Record excerpts:
BEGIN
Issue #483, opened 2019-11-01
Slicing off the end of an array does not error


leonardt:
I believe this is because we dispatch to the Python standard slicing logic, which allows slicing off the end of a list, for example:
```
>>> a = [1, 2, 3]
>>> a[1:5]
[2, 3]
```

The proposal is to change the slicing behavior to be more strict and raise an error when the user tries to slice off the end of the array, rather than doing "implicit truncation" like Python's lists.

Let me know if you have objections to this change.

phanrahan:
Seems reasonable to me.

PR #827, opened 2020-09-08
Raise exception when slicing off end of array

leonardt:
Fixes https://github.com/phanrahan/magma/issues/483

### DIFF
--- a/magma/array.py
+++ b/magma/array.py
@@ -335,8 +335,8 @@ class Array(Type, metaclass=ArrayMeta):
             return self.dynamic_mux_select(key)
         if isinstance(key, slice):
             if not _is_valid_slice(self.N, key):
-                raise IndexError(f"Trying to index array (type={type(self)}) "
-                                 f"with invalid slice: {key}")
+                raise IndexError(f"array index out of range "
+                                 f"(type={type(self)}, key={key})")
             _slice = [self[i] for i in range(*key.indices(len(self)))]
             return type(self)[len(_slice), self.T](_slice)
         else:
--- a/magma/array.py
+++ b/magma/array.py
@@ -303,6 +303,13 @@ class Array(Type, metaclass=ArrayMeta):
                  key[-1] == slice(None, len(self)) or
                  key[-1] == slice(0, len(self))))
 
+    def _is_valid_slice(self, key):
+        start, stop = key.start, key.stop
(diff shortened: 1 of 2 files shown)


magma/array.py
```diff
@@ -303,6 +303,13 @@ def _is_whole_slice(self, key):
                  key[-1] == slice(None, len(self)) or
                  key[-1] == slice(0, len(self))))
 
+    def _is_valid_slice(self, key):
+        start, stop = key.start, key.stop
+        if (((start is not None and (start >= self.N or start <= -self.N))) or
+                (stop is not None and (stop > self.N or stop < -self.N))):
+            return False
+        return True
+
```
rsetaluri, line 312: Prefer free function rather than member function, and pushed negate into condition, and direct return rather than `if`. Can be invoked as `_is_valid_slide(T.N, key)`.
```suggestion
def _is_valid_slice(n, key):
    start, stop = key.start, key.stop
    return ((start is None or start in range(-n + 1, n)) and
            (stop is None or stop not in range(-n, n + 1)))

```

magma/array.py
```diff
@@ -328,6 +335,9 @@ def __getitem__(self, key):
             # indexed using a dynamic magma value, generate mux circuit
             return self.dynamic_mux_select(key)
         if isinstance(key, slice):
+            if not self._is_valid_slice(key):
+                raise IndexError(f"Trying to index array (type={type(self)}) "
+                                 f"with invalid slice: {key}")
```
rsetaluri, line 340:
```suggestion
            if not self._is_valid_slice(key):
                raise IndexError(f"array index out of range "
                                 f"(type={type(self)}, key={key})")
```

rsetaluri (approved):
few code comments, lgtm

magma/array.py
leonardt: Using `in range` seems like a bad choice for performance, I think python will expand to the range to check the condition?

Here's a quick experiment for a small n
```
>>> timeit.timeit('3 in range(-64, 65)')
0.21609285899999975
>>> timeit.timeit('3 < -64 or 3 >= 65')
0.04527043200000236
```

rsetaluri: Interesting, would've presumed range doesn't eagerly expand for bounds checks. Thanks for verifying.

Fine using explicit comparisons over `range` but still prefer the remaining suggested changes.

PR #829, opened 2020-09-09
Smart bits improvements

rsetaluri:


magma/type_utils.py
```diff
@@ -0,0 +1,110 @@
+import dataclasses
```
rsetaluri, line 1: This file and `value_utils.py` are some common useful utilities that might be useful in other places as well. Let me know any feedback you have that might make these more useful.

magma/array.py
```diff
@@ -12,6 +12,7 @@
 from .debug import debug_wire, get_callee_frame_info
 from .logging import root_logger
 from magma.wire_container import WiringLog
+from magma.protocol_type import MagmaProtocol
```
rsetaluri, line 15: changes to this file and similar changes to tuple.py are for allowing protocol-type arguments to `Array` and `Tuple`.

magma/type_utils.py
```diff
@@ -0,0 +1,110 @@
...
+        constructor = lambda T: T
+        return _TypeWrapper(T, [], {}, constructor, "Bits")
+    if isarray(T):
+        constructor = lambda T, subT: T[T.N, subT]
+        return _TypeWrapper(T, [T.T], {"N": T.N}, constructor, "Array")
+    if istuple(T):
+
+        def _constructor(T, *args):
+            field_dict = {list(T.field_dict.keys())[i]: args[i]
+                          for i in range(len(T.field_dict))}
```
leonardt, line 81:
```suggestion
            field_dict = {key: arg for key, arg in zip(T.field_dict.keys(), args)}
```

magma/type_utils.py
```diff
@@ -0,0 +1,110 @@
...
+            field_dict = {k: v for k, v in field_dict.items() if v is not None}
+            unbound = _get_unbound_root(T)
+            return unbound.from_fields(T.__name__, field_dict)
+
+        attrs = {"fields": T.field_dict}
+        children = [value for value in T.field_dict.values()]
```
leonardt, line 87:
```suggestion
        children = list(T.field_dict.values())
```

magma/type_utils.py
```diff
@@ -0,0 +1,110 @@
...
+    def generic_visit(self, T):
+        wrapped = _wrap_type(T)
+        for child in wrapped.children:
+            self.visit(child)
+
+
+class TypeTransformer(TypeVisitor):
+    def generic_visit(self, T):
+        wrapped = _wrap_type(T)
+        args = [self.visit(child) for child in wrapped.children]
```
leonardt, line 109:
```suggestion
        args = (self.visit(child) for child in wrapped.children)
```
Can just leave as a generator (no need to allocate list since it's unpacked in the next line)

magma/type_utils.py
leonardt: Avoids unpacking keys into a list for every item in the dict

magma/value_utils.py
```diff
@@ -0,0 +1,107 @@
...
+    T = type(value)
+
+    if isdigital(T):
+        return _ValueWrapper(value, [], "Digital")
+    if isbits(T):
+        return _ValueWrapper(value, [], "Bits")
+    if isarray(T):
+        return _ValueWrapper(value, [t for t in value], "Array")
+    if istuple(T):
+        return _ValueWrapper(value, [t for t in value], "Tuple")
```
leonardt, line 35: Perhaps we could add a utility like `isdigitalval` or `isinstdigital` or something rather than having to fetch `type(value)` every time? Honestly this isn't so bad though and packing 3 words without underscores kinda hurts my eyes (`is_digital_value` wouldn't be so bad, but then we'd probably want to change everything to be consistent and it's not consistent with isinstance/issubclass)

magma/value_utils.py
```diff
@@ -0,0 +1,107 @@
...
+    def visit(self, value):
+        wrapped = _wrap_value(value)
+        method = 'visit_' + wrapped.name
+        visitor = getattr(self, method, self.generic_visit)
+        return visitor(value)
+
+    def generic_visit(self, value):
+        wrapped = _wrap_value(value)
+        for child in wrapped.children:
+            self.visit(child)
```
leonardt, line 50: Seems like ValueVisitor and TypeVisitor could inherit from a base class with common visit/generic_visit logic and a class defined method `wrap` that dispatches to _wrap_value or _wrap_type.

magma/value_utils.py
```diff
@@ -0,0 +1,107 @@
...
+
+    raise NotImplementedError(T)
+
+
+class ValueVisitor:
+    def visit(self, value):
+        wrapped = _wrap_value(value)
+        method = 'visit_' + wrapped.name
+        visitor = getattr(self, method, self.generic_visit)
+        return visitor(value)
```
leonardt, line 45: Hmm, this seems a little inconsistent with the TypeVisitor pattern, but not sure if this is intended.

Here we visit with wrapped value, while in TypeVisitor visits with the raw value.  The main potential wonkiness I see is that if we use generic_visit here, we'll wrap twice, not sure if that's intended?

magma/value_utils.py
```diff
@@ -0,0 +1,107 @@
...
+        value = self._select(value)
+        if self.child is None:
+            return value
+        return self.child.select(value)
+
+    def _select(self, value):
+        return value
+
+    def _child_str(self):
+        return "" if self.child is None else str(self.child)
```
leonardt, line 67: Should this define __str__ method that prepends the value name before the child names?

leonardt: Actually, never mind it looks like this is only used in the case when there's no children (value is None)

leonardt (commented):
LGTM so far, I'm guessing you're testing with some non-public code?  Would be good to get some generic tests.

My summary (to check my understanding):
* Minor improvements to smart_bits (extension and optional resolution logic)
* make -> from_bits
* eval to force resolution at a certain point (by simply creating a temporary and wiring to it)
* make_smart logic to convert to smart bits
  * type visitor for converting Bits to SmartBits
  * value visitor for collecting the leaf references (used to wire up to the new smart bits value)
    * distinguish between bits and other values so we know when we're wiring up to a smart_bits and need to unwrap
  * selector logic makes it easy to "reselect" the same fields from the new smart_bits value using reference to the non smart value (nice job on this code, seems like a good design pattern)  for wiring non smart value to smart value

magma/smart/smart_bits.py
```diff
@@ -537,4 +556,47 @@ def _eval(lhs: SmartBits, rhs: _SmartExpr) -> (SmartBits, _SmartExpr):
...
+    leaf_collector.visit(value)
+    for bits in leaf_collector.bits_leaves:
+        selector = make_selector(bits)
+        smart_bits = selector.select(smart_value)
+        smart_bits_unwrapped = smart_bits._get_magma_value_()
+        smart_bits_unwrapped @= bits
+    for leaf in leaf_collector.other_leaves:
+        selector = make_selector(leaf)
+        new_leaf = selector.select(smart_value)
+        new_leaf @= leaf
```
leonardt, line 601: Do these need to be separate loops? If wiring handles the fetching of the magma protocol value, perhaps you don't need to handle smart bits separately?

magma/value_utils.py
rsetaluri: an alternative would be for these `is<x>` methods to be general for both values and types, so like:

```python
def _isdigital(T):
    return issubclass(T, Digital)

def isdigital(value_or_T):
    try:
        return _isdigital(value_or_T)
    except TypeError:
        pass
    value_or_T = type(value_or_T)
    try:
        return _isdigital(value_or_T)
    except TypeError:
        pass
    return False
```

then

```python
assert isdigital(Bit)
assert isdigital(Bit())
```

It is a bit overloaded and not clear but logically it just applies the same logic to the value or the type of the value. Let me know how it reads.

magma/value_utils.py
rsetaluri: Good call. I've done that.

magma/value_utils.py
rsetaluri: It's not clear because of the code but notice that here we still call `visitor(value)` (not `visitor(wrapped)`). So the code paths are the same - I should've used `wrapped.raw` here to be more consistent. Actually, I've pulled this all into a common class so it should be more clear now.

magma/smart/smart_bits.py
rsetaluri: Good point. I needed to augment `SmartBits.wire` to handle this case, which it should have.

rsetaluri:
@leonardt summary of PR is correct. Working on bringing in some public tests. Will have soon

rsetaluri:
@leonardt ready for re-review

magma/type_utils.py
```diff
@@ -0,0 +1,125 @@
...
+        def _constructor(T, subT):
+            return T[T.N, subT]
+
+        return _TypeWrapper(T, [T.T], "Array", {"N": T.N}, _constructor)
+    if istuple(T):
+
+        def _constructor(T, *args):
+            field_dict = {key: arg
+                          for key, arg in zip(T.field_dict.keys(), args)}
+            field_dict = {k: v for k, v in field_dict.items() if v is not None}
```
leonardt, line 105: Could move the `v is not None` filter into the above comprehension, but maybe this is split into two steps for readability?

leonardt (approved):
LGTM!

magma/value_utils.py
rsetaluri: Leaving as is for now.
END
When a line in the entries above contains "case", count it; please answer with the number only.

Your response: 2